Первым гостем, явившимся в шаткую, из картона сооруженную и задрапированную ситцем «в горошек» выгородку, стал известнейший кинорежиссер Баскервилев (честь по чести он внес в кассу телекомпании деньги за свое сорокаминутное пребывание на экране — пять минут ему предоставили бартером в обмен на право перемежать диалог со мной кадрами его киноэпопей). Я трясся от неуверенности, пока фавном вплывший кумир, раздувая нафабренные усы, устраивался в продавленном, скрипевшем под его тяжестью кресле. Тема беседы формулировалась броско: возвышенное во всех проявлениях — плотском, духовном, архитектурном — не доступное непосвященным и зашифрованное в творениях великих, это таинство или ширпотреб? Почему оно, такое-сякое, вопреки прогнозу Достоевского, медлит и не спасает погрязший в заморочках мир?
На столе перед Баскервилевым топорщился букет искусственных ромашек, я приволок их — для оживления интерьера — с прежней работы. Синтетические цветы сразу привлекли внимание пришедшего. Он вцепился в пластмассовое украшение, прижал к груди порывистым жестом, каким женщины запахивают горжетку, и, затрепетав ноздрями, склонив бородавчатый лик и опустив долу томные глаза, не дослушав моего вопроса, зажурчал о том, что красоты в принципе не существует и существовать не может, ибо никто не знает, что она собой представляет («и с чем ее едят», так он выразился), своими же «глаукомами» (его залихватское выражение) ее ни один смертный не обозревал; свидетельств, во всяком случае, не обнаружено, есть, правда, отдельные ненормальные (коих раз-два и обчелся), вроде бы наслаждающиеся этой самой красотой (так они утверждают, но виной этому болезненному заскоку — клиническое состояние, оно, кстати, легко исправимо с помощью смирительных рубах и просветляющих сознание инъекций), для всех же нормальных двуногих очевидно: красиво то, что имеем в наличии — искривление позвоночника, выпавшие и вставные зубы, складки жира на талии, крепкая берцовая кость (он гулко постучал себя по бедру), косолапость и плоскостопие. Эти исходники и надо популяризировать, воспевать и лелеять. Они — природное богатство, его надо беречь и приумножать, скажем, совершая утренние и вечерние верховые прогулки, способствующие выгибанию икроножных суставов до бубличной округлости. (Тут мастер панорамных и комбинированных съемок задрал брючины и повращал огромными остроносыми чувяками, с тыла к ним были прикручены поблескивающие гусарские шпоры. «Ведь недаром это нынче модно!» — воскликнул он.). Свободин верещал в наушник, чтобы я спросил: в какую сумму обошлась моему визави покупка очередного орловского рысака и автомобиля «Бентли» ручной сборки, и можно ли назвать приобретенную модель если не красивой, то хотя бы изящной, но Баскервилев не позволял вставить в свой нескончаемый монолог ни словечка.

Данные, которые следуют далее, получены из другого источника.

PR #84, opened 2024-06-12
Stop using "electron-webpack"; Switch from Yarn to NPM

tyler-foster:
### Context
The File Upload App build stopped building. Why? Because sometimes it does that. Yeah, that's right, only sometimes. `ESOCKETTIMEDOUT`. That's what Yarn Classic (occasionally) throws out when it tries to install a really big package (e.g. `antd`). Look, [I'm not the only person who has run into this](https://github.com/yarnpkg/yarn/issues/8242). And [the solution is simple](https://github.com/yarnpkg/yarn/issues/8242#issuecomment-753473953). Okay, that's easy, the solution is to not use Yarn Classic.

So we use something else. Yarn is up to V4, so we could use that. But wait, Yarn 2+ requires Node 18+. Okay, that's easy, just use Node 18+.

So we use Node 18+. But wait. Using Node 18+ with Webpack <4 means your cryptographic hashes aren't supported anymore. `Error: error:0308010C:digital envelope routines::unsupported`. What does that mean? I'm not totally sure. [But you can overwrite it in your WebPack config](https://stackoverflow.com/questions/69692842/error-message-error0308010cdigital-envelope-routinesunsupported). Okay, that's easy, just overwrite that setting in your Webpack config. Maybe just upgrade Webpack.

So we update our WebPack config. But wait. _We don't have a WebPack config_. We use a library for handling our WebPack builds, called `electron-webpack`. Okay. Is there a newer version of it that works with newer Node and Webpack versions? Nope. [It was last updated 4 years ago](https://www.npmjs.com/package/electron-webpack). Great.

So our main issue is that we use an old, unsupported library for our WebPack builds, and now we want to update WebPack. The real solution? Well, I figure we should at least stop using `electron-webpack`.

### Changes
I'll give `electron-webpack` this at least. It [offers a method of exposing what it does under the hood](https://webpack.electron.build/extending-as-a-library#configuration-files). You can run a command to print out the WebPack configs it creates. That's cool. So I used that to get a jumpstart on creating our new WebPack configs.

Then I copied a bunch of stuff from the File Explorer App, which never used `electron-webpack` itself. That was a big help - thanks Gabe.

So the main changes are:
* Dumped `electron-webpack` in favor of managing our WebPack configuration ourselves
   * There are two configs in an Electron app - a `main` config, for the main Electron process, and the `renderer` config, which handles the actual rendering of the UI.
   * I am not super well-versed in manual WebPack configuration.
   * I may have gotten several things wrong.
   * Fonts aren't loading properly, and probably a few other style things I haven't noticed yet.
* Started using NPM instead of Yarn
   * I don't believe this is wildly impactful. We should be able to switch back to Yarn pretty easily if we choose to do so.
* Upgraded to WebPack v5.
* Pinned all the existing `package.json` dependencies, because some of them were giving me grief.
* Copy-pasted the `start-dev.js` script from the File Explorer App.

### Testing
I have:
* Managed to [get the release action to run to completion and produce files in S3](https://github.com/aics-int/aics-file-upload-app/actions/runs/9471926339). These appear to work correctly. The UI at least renders across Windows / Mac / Ubuntu. I checked.
* Successfully uploaded files from the MacOS build.

I have NOT:
* Successfully uploaded (read: tried to run) a multifile upload, which I'll need `/allen` drive access for. I'll test it on my Ubuntu setup soon.

### Reviewing
I would [appreciate it if you downloaded your OS' version of the v3.2.2-snapshot File Upload App build from S3](https://us-west-2.console.aws.amazon.com/s3/buckets/file-upload-app.allencell.org?region=us-west-2&bucketType=general&tab=objects) and then tried uploading a file. Otherwise, if you're a WebPack guru, check out the `webpack.<>.config.js` files in the diff for me and tell me if they make any sense.

### TODO
* ~~Figure out why fonts don't load right.~~ [Made a ticket.](https://github.com/aics-int/aics-file-upload-app/issues/85)
* ~~Make the build produce artifacts that match the format expected by the download page, or vice versa.~~
* Attempt a multifile upload

### Notes
I experimented a bit with trying to re-create the build using `electron-forge`, which is like `electron-webpack` and `electron-builder`, but like, officially supported by the main Electron people. I think. I [made a repo for that here](https://github.com/aics-int/aics-file-upload-app-electron-forge), but haven't gotten too deep into that process. `electron-forge` clearly gets a lot of support, so it seems like it could be worth pivoting to if it simplifies the build process enough.


scripts/start-dev.js
tyler-foster, line 1: Blatantly stolen from [here](https://github.com/AllenInstitute/aics-fms-file-explorer-app/blob/main/packages/desktop/scripts/start-dev.js).

package.json
```diff
@@ -46,7 +53,8 @@
     "react",
     "aics"
   ],
-  "author": "Lisa Harrylock",
```
tyler-foster, line 49: image

aswallace:
> I would [appreciate it if you downloaded your OS' version of the v3.2.2-snapshot File Upload App build from S3](https://us-west-2.console.aws.amazon.com/s3/buckets/file-upload-app.allencell.org?region=us-west-2&bucketType=general&tab=objects) and then tried uploading a file.

Was mostly able to do this on Mac with the 3.2.2-snapshot.0-arm64 version, although not until running `xattr -c` on the app. Currently unable to install via aics/ on Mac for 3.2.0 and above, getting an `AccessDenied` error

scripts/start-dev.js
```diff
@@ -0,0 +1,104 @@
+/**
+ * The purpose of this script is to coordinate the start up of all of the processes necessary for development
+ * in the context of Electron. This includes:
+ *   - webpack-dev-server, which watches, recompiles, and serves code run in Electron's renderer process
+ *   - webpack, which compiles and watches the code run in Electron's main process
+ *   - electron itself, which should only be started when the others are up and running
+ *
+ * This script is intended to be run in the foreground. Sending a SIGINT to this script will clean up the child
+ * processes spawned herein.
+ */
```
kmitcham, line 10: Maybe add a comment with a pointer to the original, in case we find a bug here and want to keep them both correct?

src/main/index.ts
```diff
@@ -51,7 +50,7 @@ function createMainWindow() {
           }
 
           mainWindow
-              .loadURL(`http://localhost:${process.env.ELECTRON_WEBPACK_WDS_PORT}`)
+              .loadURL(`http://localhost:8080`) // todo pull from constants file
```
kmitcham, line 53: checking intentional TODO left undone?

src/renderer/containers/CustomDataTable/test/selectors.test.ts
kmitcham, line 1: Not a fan of commenting out a whole file.  At least, add a comment at top explaining how/why it is happening.

kmitcham:
Holding off to approve until I get back in the office tomorrow and can test more usefully

src/renderer/containers/CustomDataTable/test/selectors.test.ts
tyler-foster: TBH I totally forgot I did this and I don't know how I missed it looking back at the diff.

webpack/webpack.renderer.config.js
```diff
@@ -0,0 +1,263 @@
...
+
+const { devServer } = require("./constants");
+
+module.exports = ({ production })  => {
+  const mode = production ? 'production' : 'development';
+
+  return {
+    context: path.resolve(__dirname, '..'),
+    devtool: 'eval-source-map',
+    externals:
```
pgarrison, line 17: Ideally we would do some DRY between this file and `webpack.renderer.js` with a shared `webpack.common.js`

pgarrison (approved):
Did not run but code looks good to me

scripts/start-dev.js
tyler-foster: Done in f3089ea67

src/renderer/containers/CustomDataTable/test/selectors.test.ts
tyler-foster: Done in c9f312db8 , no fancy related issues, seems whatever led to me commenting it out was fixed by other stuff I did.

src/renderer/containers/TemplateEditorModal/AnnotationEditorModal/test/AnnotationEditorModal.test.tsx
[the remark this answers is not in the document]
tyler-foster: Done in here 5ef89f32bc98 , featuring a note about a dumb bug and now a linting error that I need to go fix.

hughes036:
Looks like a Windows artifact was not created? 
image

scripts/start-dev.js
```diff
@@ -0,0 +1,110 @@
+/**
+ * Copied and pasted from the File Explorer App:
+ * https://github.com/AllenInstitute/aics-fms-file-explorer-app/blob/main/packages/desktop/scripts/start-dev.js
```
hughes036, line 3: good comment

hughes036 (approved):

hughes036:
Icon looks weird in the draw n drop dialog 
image

hughes036:
looks normal from launchpad though 
image

hughes036:
hm, somehow the old version and this one both can exist in my /Applications
image

hughes036:
launch pad is not showing the new version, and when i try to execute it manually it shows
image

@aswallace is this the one you downloaded?
image

tyler-foster:
> Looks like a Windows artifact was not created?

This is the goofy thing about the Windows builds. Your search is off by a hyphen. Check this out, excuse the different version numbers (doesn't matter):
image

tyler-foster:
> hm, somehow the old version and this one both can exist in my /Applications

@hughes036 This is because the name is changed to `File Upload App` from `file-upload-app` because of a line I added in `package.json`. I honestly might just change it back.

> launch pad is not showing the new version, and when i try to execute it manually it shows

Yup. The build isn't producing a DMG made for Macs that still have Intel processors. Kevin had the same issue. The Mac build only works with Apple Silicon at the moment :/

tyler-foster:
> > Looks like a Windows artifact was not created?
> 
> @hughes036 This is the goofy thing about the Windows builds. Your search is off by a hyphen.

Should be fixed now in ac2f31c65c0e816dc73a7b952f71339407a6e981 . IDK why I didn't do this 3 years ago.

tyler-foster:
> > hm, somehow the old version and this one both can exist in my /Applications
> 
> @hughes036 This is because the name is changed to `File Upload App` from `file-upload-app`.I honestly might just change it back.

Said "screw it" and added this back in b2307e782412d0d68db0a2780b4c8dd3ab067f8f. Thanks to another recent change it shouldn't get in the way of the artifact naming / download page functionality.


> > launch pad is not showing the new version, and when i try to execute it manually it shows
> 
> Yup. The build isn't producing a DMG made for Macs that still have Intel processors. Kevin had the same issue. The Mac build only works with Apple Silicon at the moment :/. So it works for me and Anya.

Should be fixed in 12ec5f0edbbd23c9abe2f7e648f7d998483cf10d. Which makes "universal" MacOS builds.

webpack/webpack.renderer.config.js
tyler-foster: Should be simple, but I made a separate ticket for it + will make a separate PR
https://github.com/aics-int/aics-file-upload-app/issues/86

src/main/index.ts
tyler-foster: Addressed in db8d371e09a2aecefe1ec07fefe59f8d1f668779 . Also highlighted the fact that one of my WebPack loaders was not in package.json 😬

tyler-foster:
PR is getting real big. Merging while acknowledging two new follow-up issues:
* https://github.com/aics-int/aics-file-upload-app/issues/85
* https://github.com/aics-int/aics-file-upload-app/issues/86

— Разве эти пластмассовые цветы не лучше настоящих, которые увянут через неделю? — продолжал он. — Вот и действительность, перенесенная на пленку, никогда не исчезнет! А листва на деревьях скуксится. А сами деревья пойдут на растопку камина на моей даче. Не останется в живых никого из ныне прозябающих, а мои прекрасные ленты пребудут нетленны.
Невозможность его прервать вгоняла в транс (при этом я сомневался: не шутит ли, не дурачит ли он меня?). Нет, не ерничал, не форсировал голосом гомерические откровения, отпускал залепуху за залепухой — о том, что думал, в чем был убежден. Излагал, со своей точки зрения, бесспорное и правильное.
Звонили телефоны. Увы, зрительские вопросы тоже пропадали втуне. Стоило мне издать хоть звук, Баскервилев начинал громко икать или вскрикивал, как заполошный. С квакающей обиженной (на меня и мои невразумительные междометия?) интонацией, полностью игнорируя мое присутствие, так и не позволив мне вякнуть полновесно, он довел речь до конца: «Что имеем, то и хорошо».